WHAT TO WORK ON - For this listing, the lines between the one holding "Barry-Xu-2018: Yes. I will update codes." and the one holding "Barry-Xu-2018: > [I", inclusive, must be set down exactly.

:: EXTRACTED INFORMATION

Issue #1939, opened 2020-04-27
protect drop_signal_ with drop_mutex_


fujitatomoya:
### Problem Observed

- stack trace

```
gsignal
_gnu_cxx::_verbose_terminate_handler()
std::rethrow_exception(std::__exception_ptr::exception_ptr)
std::terminate()
__cxa_throw
void boost::throw_exception<boost::bad_weak_ptr>(boost::bad_weak_ptr const&)
ros::TransportSubscriberLink::onConnectionDropped(boost::shared_ptr<ros::Connection> const&)
boost::signals2::detail::signal_impl<void (boost::shared_ptr<ros::Connection> const&, ros::Connection::DropReason), boost::signals2::optional_last_value<void>, int, std::less<int>, boost::function<void (boost::shared_ptr<ros::Connection> const&, ros::Connection::DropReason)>, boost::function<void (boost::signals2::connection const&, boost::shared_ptr<ros::Connection> const&, ros::Connection::DropReason)>, boost::signals2::mutex>::operator()(boost::shared_ptr<ros::Connection> const&, ros::Connection::DropReason)
ros::Connection::drop(ros::Connection::DropReason)
ros::TransportUDSStream::close()
ros::TransportUDSStream::socketUpdate(int)
ros::PollSet::update(int)
ros::PollManager::threadFunc()
```

### Code Analysis

https://github.com/ros/ros_comm/blob/d82f3f09f2b9b55cbbee68ba25f36174ec2c7002/clients/roscpp/src/libros/transport_subscriber_link.cpp#L122-L135

there is a possibility that TransportSubscriberLink could be deleted already via Publication::dropAllConnections.

https://github.com/ros/ros_comm/blob/d82f3f09f2b9b55cbbee68ba25f36174ec2c7002/clients/roscpp/src/libros/publication.cpp#L306-L323

### Suggested Fix

- Protect drop_signal_ with drop_mutex_, so if TransportLink is already deleted, drop_signal_ is also disconnected.

Barry-Xu-2018:
@fujitatomoya 

I submitted a commit to fix this issue. #1940

fujitatomoya:
@dirk-thomas @Barry-Xu-2018 

closing this, since PR https://github.com/ros/ros_comm/pull/1940 is merged.

PR #1940, opened 2020-04-27
Fix bug that connection drop signal related funtion throw a bad_weak …

Barry-Xu-2018:
fix exception which is mentioned in #1939

TransportSubscriberLink::onConnectionDropped throws a bad_weak exception
while call shared_from_this() if TransportSubscriberLink already destroyed

### DIFF
--- a/clients/roscpp/src/libros/connection.cpp
+++ b/clients/roscpp/src/libros/connection.cpp
@@ -93,9 +93,7 @@ boost::signals2::connection Connection::addDropListener(const DropFunc& slot)
 void Connection::removeDropListener(const boost::signals2::connection& c)
 {
   boost::recursive_mutex::scoped_lock lock(drop_mutex_);
-  if (c.connected()) {
-    c.disconnect();
-  }
+  c.disconnect();
 }
 
 void Connection::onReadable(const TransportPtr& transport)
--- a/clients/roscpp/src/libros/connection.cpp
+++ b/clients/roscpp/src/libros/connection.cpp
@@ -93,7 +93,9 @@ boost::signals2::connection Connection::addDropListener(const DropFunc& slot)
 void Connection::removeDropListener(const boost::signals2::connection& c)
 {
   boost::recursive_mutex::scoped_lock lock(drop_mutex_);
-  c.disconnect();
+  if (c.connected()) {
+    c.disconnect();
+  }
 }
 
 void Connection::onReadable(const TransportPtr& transport)
@@ -337,7 +339,10 @@ void Connection::drop(DropReason reason)
 
   if (did_drop)
   {
-    drop_signal_(shared_from_this(), reason);
+    {
+      boost::recursive_mutex::scoped_lock lock(drop_mutex_);
+      drop_signal_(shared_from_this(), reason);
+    }
     transport_->close();
   }
 }
--- a/clients/roscpp/src/libros/service_server_link.cpp
+++ b/clients/roscpp/src/libros/service_server_link.cpp
@@ -340,14 +340,14 @@ bool ServiceServerLink::call(const SerializedMessage& req, SerializedMessage& re
 
   bool immediate = false;
   {
-    boost::mutex::scoped_lock lock(call_queue_mutex_);
-
     if (connection_->isDropped())
     {
       ROSCPP_LOG_DEBUG("ServiceServerLink::call called on dropped connection for service [%s]", service_name_.c_str());
       info->call_finished_ = true;
       return false;
     }
+
+    boost::mutex::scoped_lock lock(call_queue_mutex_);
 
     if (call_queue_.empty() && header_written_ && header_read_)
     {
--- a/clients/roscpp/src/libros/transport_subscriber_link.cpp
+++ b/clients/roscpp/src/libros/transport_subscriber_link.cpp
@@ -52,6 +52,7 @@ TransportSubscriberLink::TransportSubscriberLink()
 TransportSubscriberLink::~TransportSubscriberLink()
 {
   drop();
+  connection_->removeDropListener(dropped_conn_);
 }
 
 bool TransportSubscriberLink::initialize(const ConnectionPtr& connection)
--- a/clients/roscpp/include/ros/transport_publisher_link.h
+++ b/clients/roscpp/include/ros/transport_publisher_link.h
@@ -32,6 +32,8 @@
 #include "publisher_link.h"
 #include "connection.h"
 
+#include <boost/signals2/connection.hpp>
+
 namespace ros
 {
 class Header;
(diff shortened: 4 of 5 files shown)


fujitatomoya:
@Barry-Xu-2018 

could you check the test failure?

http://build.ros.org/job/Npr__ros_comm__ubuntu_focal_amd64/226/testReport/junit/rostest.runner/RosTest/testservice_call_zombie/
http://build.ros.org/job/Npr_db__ros_comm__debian_buster_amd64/226/testReport/junit/rostest.runner/RosTest/testservice_call_zombie/

Barry-Xu-2018:
> @Barry-Xu-2018
> 
> could you check the test failure?
> 
> http://build.ros.org/job/Npr__ros_comm__ubuntu_focal_amd64/226/testReport/junit/rostest.runner/RosTest/testservice_call_zombie/
> http://build.ros.org/job/Npr_db__ros_comm__debian_buster_amd64/226/testReport/junit/rostest.runner/RosTest/testservice_call_zombie/

I am checking this failure.

fujitatomoya:
@ros-pull-request-builder

Barry-Xu-2018:
FYI  
In my local environment, I cannot reproduce failure case `RosTest.testpubsub_n_fast_udp`.

fujitatomoya (approved):
LGTM, but somebody else needs to check.

fujitatomoya:
@mjcarroll 

would you take a look at this?

fujitatomoya:
@mjcarroll 

friendly reminder.

fujitatomoya:
we've confirmed 3 days our production test pass without error.

mjcarroll:

clients/roscpp/src/libros/connection.cpp
```diff
@@ -337,7 +339,10 @@ void Connection::drop(DropReason reason)
 
   if (did_drop)
   {
-    drop_signal_(shared_from_this(), reason);
```
dirk-thomas, line 340: Should this line better be moved up into the `if (!dropped_)` block to avoid the mutex being locked twice?

[I would assume there was a reason why the call was originally not within the locked mutex scope and am a bit concerned this could lead to a regression.]

clients/roscpp/src/libros/connection.cpp
```diff
@@ -93,7 +93,9 @@ boost::signals2::connection Connection::addDropListener(const DropFunc& slot)
 void Connection::removeDropListener(const boost::signals2::connection& c)
 {
   boost::recursive_mutex::scoped_lock lock(drop_mutex_);
-  c.disconnect();
+  if (c.connected()) {
```
dirk-thomas: This check doesn't seem to be necessary? The `disconnect` method already checks for this.

clients/roscpp/src/libros/transport_subscriber_link.cpp
```diff
@@ -52,6 +52,7 @@ TransportSubscriberLink::TransportSubscriberLink()
 TransportSubscriberLink::~TransportSubscriberLink()
 {
   drop();
+  connection_->removeDropListener(dropped_conn_);
```
dirk-thomas, line 55: Isn't the `drop()` method already handling this? https://github.com/ros/ros_comm/blob/35c0a105c6d7ed6601f54487462b08743e84b8c2/clients/roscpp/src/libros/transport_subscriber_link.cpp#L237-L244

clients/roscpp/src/libros/service_server_link.cpp
```diff
@@ -340,15 +340,15 @@ bool ServiceServerLink::call(const SerializedMessage& req, SerializedMessage& re
...
-    boost::mutex::scoped_lock lock(call_queue_mutex_);
-
     if (connection_->isDropped())
     {
       ROSCPP_LOG_DEBUG("ServiceServerLink::call called on dropped connection for service [%s]", service_name_.c_str());
       info->call_finished_ = true;
       return false;
     }
 
+    boost::mutex::scoped_lock lock(call_queue_mutex_);
```
dirk-thomas, line 350: How is this change related to the title of the PR?

clients/roscpp/src/libros/connection.cpp
Barry-Xu-2018: Yes. I will update codes.

clients/roscpp/src/libros/connection.cpp
Barry-Xu-2018: > Should this line better be moved up into the if (!dropped_) block to avoid the mutex being locked twice?

If there is no PR https://github.com/ros/ros_comm/pull/1950, could use only one lock and move the drop_signal_ and close() up.
So it seems that it needs lock twice here, the modification will be as follows,

```
void Connection::drop(DropReason reason)

  if (did_drop)
  {
    transport_->close();
    {
      boost::recursive_mutex::scoped_lock lock(drop_mutex_);
      drop_signal_(shared_from_this(), reason);
    }
  }

```

moving the transport->close() before the first lock might be work, but I am not sure if there is a restriction.

Barry-Xu-2018: > [I would assume there was a reason why the call was originally not within the locked mutex scope and am a bit concerned this could lead to a regression.]

Think so too. Not very clear about the original thought. So keep the original logic here but to add lock if necessary.

clients/roscpp/src/libros/service_server_link.cpp
Barry-Xu-2018: > How is this change related to the title of the PR?

After using lock before "drop_signal_(shared_from_this(), reason);", there will be a deadlock in two threads

```
thread1:
    ros::ServiceServerLink::call
        boost::mutex::scoped_lock lock(call_queue_mutex_);            # lock A

        ros::Connection::isDropped

            boost::recursive_mutex::scoped_lock lock(drop_mutex_);    # lock B
       
thread2:

    ros::Connection::drop
        boost::recursive_mutex::scoped_lock lock(drop_mutex_);        # lock B
       
        ros::ServiceServerLink::onConnectionDropped
            boost::mutex::scoped_lock lock(call_queue_mutex_);        # lock A
```

clients/roscpp/src/libros/transport_subscriber_link.cpp
Barry-Xu-2018: TransportSubscriberLink::~TransportSubscriberLink() -> drop() -> to call connection_->drop(Connection::Destructing);  
This path will not call "connection_->removeDropListener"

Barry-Xu-2018:
After checking failure of  `Npr_db__ros_comm__debian_buster_amd64` (build 253),  I find below 2 failure cases are the same as http://build.ros.org/job/Npr_db__ros_comm__debian_buster_amd64/251/. So the cause of failure should not be related to this PR.
```
rostest.runner.RosTest.teston_shutdown
__main__.TestOnShutdown.test_notify
```

dirk-thomas:

dirk-thomas:
> So the cause of failure should not be related to this PR.

Those tests are unfortunately flaky. I retriggered the PR builds and both passed.

dirk-thomas:
Thanks for the patch.

fujitatomoya:
@dirk-thomas 

appreciate for the quick support!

::::

OUTPUT FOR THIS EXERCISE -
Barry-Xu-2018: Yes. I will update codes.

clients/roscpp/src/libros/connection.cpp
Barry-Xu-2018: > Should this line better be moved up into the if (!dropped_) block to avoid the mutex being locked twice?

If there is no PR https://github.com/ros/ros_comm/pull/1950, could use only one lock and move the drop_signal_ and close() up.
So it seems that it needs lock twice here, the modification will be as follows,

```
void Connection::drop(DropReason reason)

  if (did_drop)
  {
    transport_->close();
    {
      boost::recursive_mutex::scoped_lock lock(drop_mutex_);
      drop_signal_(shared_from_this(), reason);
    }
  }

```

moving the transport->close() before the first lock might be work, but I am not sure if there is a restriction.

Barry-Xu-2018: > [I would assume there was a reason why the call was originally not within the locked mutex scope and am a bit concerned this could lead to a regression.]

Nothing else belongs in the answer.